(Stored data)
==*==

PR #4725, opened 2024-06-26
Mntor 3031--Error: User is not eligible for feature

jespy2:
# References:

Jira: MNTOR-3031

# Description
Error: User is not eligible for feature
  File "monitor/src/app/api/v1/user/welcome-scan/create/route.ts", line 53, in POST
    throw new Error("User is not eligible for feature");


src/app/(proper_react)/(redesign)/(authenticated)/user/welcome/EnterInfo.tsx
```diff
@@ -46,7 +48,7 @@ const createProfileAndStartScan = async (
 
   const result: WelcomeScanBody = await response.json();
   if (!result?.success) {
-    throw new Error("Could not start scan");
+    logger.error("Could not start scan", { response, status: 403 });
```
rhelmer, line 51: I don't think logging the status code here is necessary. `response` is probably useful, I think it will be logged correctly since `winston` uses structured logging but we should confirm this in stage (e.g. that it doesn't just end up being `toString()`'d to `Object` or something silly)

rhelmer: I would suggest either returning a HTTP `403` to the user here, or redirect them somewhere. If the user isn't eligible we don't want to continue with the `EnterInfo` flow.

rhelmer (changes requested):

src/app/(proper_react)/(redesign)/(authenticated)/user/welcome/EnterInfo.tsx
jespy2: Updated here:
https://github.com/mozilla/blurts-server/pull/4725/commits/5f3f8585817a19c51c47fd6faa11d1775552de6e

src/app/(proper_react)/(redesign)/(authenticated)/user/welcome/EnterInfo.tsx
```diff
@@ -46,7 +50,9 @@ const createProfileAndStartScan = async (
 
   const result: WelcomeScanBody = await response.json();
   if (!result?.success) {
-    throw new Error("Could not start scan");
+    logger.error("Could not start scan", { response });
+    res?.status(403).json({ success: false });
+    return { success: false };
```
rhelmer, line 55: Here you could `return redirect("/")` (or wherever is appropriate). `/` is probably good because it will return to the landing page if there is an authentication problem, or automatically redirect to the dashboard if not.

The only thing to consider is if it's possible to cause a redirect loop, I don't think it should since this user is ineligible and should not have been able to make it here in the first place.

rhelmer (changes requested):

src/app/(proper_react)/(redesign)/(authenticated)/user/welcome/EnterInfo.tsx
```diff
@@ -30,11 +30,15 @@ import { CONST_URL_PRIVACY_POLICY } from "../../../../../../constants";
 
 import styles from "./EnterInfo.module.scss";
 import { TelemetryButton } from "../../../../../components/client/TelemetryButton";
+import winston from "winston";
+import { NextApiResponse } from "next";
```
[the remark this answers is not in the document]
jespy2: Updated here:
https://github.com/mozilla/blurts-server/pull/4725/commits/20fb12b952fc94b9869e8d038f49bfb4a636405e

src/app/(proper_react)/(redesign)/(authenticated)/user/welcome/EnterInfo.tsx
jespy2: Updated here:
https://github.com/mozilla/blurts-server/pull/4725/commits/20fb12b952fc94b9869e8d038f49bfb4a636405e

src/app/(proper_react)/(redesign)/(authenticated)/user/welcome/EnterInfo.tsx
```diff
@@ -46,7 +49,8 @@ const createProfileAndStartScan = async (
 
   const result: WelcomeScanBody = await response.json();
   if (!result?.success) {
-    throw new Error("Could not start scan");
+    logger.error("Could not start scan", { response });
```
rhelmer, line 52: Hm, I'm surprised that this works, `EnterInfo` is a client component right and `winston` is server (Node) right? I think it'd be better to use `Sentry.captureException`, you can get that with `import Sentry from "@sentry/nextjs"` directly in the component then you don't need to pass it as a prop.

I'm curious now if passing a server-side function as a prop like this does work, I *think* that props being passed from React server to client worked via [structured cloning](https://developer.mozilla.org/en-US/docs/Web/API/Web_Workers_API/Structured_clone_algorithm) or similar.

Alternatively a server action could be used here, but I would just use Sentry it's much simpler and safer than trying to do it ourselves.

rhelmer (changes requested):
Changes lgtm, sorry I didn't notice the use of `winston` in a client component, I think Sentry would be a better fit here and simplify things (no need to pass as props etc)

src/app/(proper_react)/(redesign)/(authenticated)/user/welcome/EnterInfo.tsx
rhelmer: Just checked and https://react.dev/reference/rsc/use-server#serializable-parameters-and-return-values are the rules for what can be passed from server to client components.

src/app/(proper_react)/(redesign)/(authenticated)/user/welcome/EnterInfo.tsx
jespy2: Updated here:
https://github.com/mozilla/blurts-server/pull/4725/commits/e69a817bbc8f2c66908fb3bfc0aa8ea268686e1a

src/app/(proper_react)/(redesign)/(authenticated)/user/welcome/EnterInfo.tsx
jespy2: Updated here:
https://github.com/mozilla/blurts-server/pull/4725/commits/e69a817bbc8f2c66908fb3bfc0aa8ea268686e1a

jespy2: The above commit created breaking changes which are fixed here:
https://github.com/mozilla/blurts-server/pull/4725/commits/9b692572c67661956945f6b2b4cfe2c5b1634b21

jespy2: Updated to use NextJS import of Sentry instead of node.  Reverted changes in previous commit.
https://github.com/mozilla/blurts-server/pull/4725/commits/4861861de8badf0e92d0c812305dfe9cf5fa3992

rhelmer (approved):

PR #4732, opened 2024-06-29
Mntor-3286, Mntor-3285, Mntor-3321, Mntor-3287: Mocks for HIBP, OneRep + E2E test integration

mozilloid:
# References:

Jira: MNTOR-Mntor-3286, Mntor-3285, Mntor-3321, Mntor-3287
Figma:

# Description
- Added mock endpoints for OneRep and HIBP
- Modified the way that entries are stored in the database for mock data
- Added some path modifications to enable communication with mock endpoints
- Edited a few tests to work with local development
- Provided an endpoint to modify the test data used, but disabled it for now

# Screenshot (if applicable)

Not applicable.

# How to test


src/app/api/mock/hibp/data/fakeAllBreaches.json
```diff
@@ -0,0 +1,82 @@
+{
```
rhelmer, line 1: I think providing this mock data is fine for now, if you want to (or we could consider in the future) generating fake data with the right types e.g. the way https://github.com/mozilla/blurts-server/blob/974957027a73df5f0a3091e8d24a46282dd02e6b/src/apiMocks/mockData.ts works, which would provide a little more fuzziness.

src/app/api/mock/hibp/range/search/[hashPrefix]/route.ts
```diff
@@ -0,0 +1,35 @@
...
+  websites: string[];
+}[];
+
+export function GET() {
+  const prodError = errorIfProduction();
+  if (prodError) return prodError;
+
+  // Mock data for test email, can be randomized
+  const userEmail = process.env.E2E_TEST_ACCOUNT_EMAIL;
+  //TODO: getServerSession doesn't work here for some reason
```
Comment (rhelmer) [inline src/app/api/mock/hibp/range/search/[hashPrefix]/route.ts:23]: This would be expected if e.g. this is called by `fetch` without passing credentials such as a `Bearer` token.

src/app/api/mock/onerep/config/config.ts
```diff
@@ -0,0 +1,168 @@
...
+  type typeOfAddr = [{ city: string; state: StateAbbr }];
+
+  return MockUser.ADDRESSES.map((address) => ({
+    city: address.city,
+    state: address.state as StateAbbr,
+  })) as typeOfAddr;
+}
+
+const DEFAULT_NUMBER_BREACHES = 10;
+const MAGIC_NUM_brokerId = 78127;
```
rhelmer, line 74: Does this have a reason for mixing the case style (`UPPER_CASE` vs `camelCase`)?

src/app/api/mock/onerep/profiles/[profileId]/activate/route.ts
```diff
@@ -0,0 +1,21 @@
...
+ * file, You can obtain one at http://mozilla.org/MPL/2.0/. */
+
+import { NextRequest, NextResponse } from "next/server";
+import { errorIfProduction } from "../../../../utils/errorThrower";
+
+export function PUT(req: NextRequest) {
+  const prodError = errorIfProduction();
+  if (prodError) return prodError;
+
+  const profileId: number = Number(req.url.match(/profiles\/([0-9]+)/)![1]);
```
Comment (rhelmer) [inline src/app/api/mock/onerep/profiles/[profileId]/activate/route.ts:12]: Since you're using `[profileId]` in the file path, this is already parsed for you: https://nextjs.org/docs/app/building-your-application/routing/dynamic-routes

e.g. if you do:
```
export async function PUT(
  req: NextRequest,
  { params }: { params: { profileId: number } },
) 
```

Then `params.profileId` will already be a parsed `Number` and you don't need to do the extra work here.

src/app/api/mock/onerep/scan-results/route.ts
```diff
@@ -0,0 +1,19 @@
...
+
+import { errorIfProduction } from "../../utils/errorThrower";
+import { MOCK_ONEREP_BROKERS } from "../config/config";
+import { NextRequest, NextResponse } from "next/server";
+
+export function GET(req: NextRequest) {
+  const prodError = errorIfProduction();
+  if (prodError) return prodError;
+
+  const page = req.url.match(/page=([0-9]+)/)![1] || "1";
```
rhelmer, line 13: For HTTP params, there is a convenience method so you get a [URLSearchParams](https://developer.mozilla.org/en-US/docs/Web/API/URLSearchParams) (similar to a `Map`) interface (https://nextjs.org/docs/app/api-reference/functions/next-request#nexturl), for example:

==*==

Directions: Output the lines above exactly, but only those between the line holding "jespy2: The above" and the line holding "jespy2: Updated to", inclusive.

Solution:
jespy2: The above commit created breaking changes which are fixed here:
https://github.com/mozilla/blurts-server/pull/4725/commits/9b692572c67661956945f6b2b4cfe2c5b1634b21

jespy2: Updated to use NextJS import of Sentry instead of node.  Reverted changes in previous commit.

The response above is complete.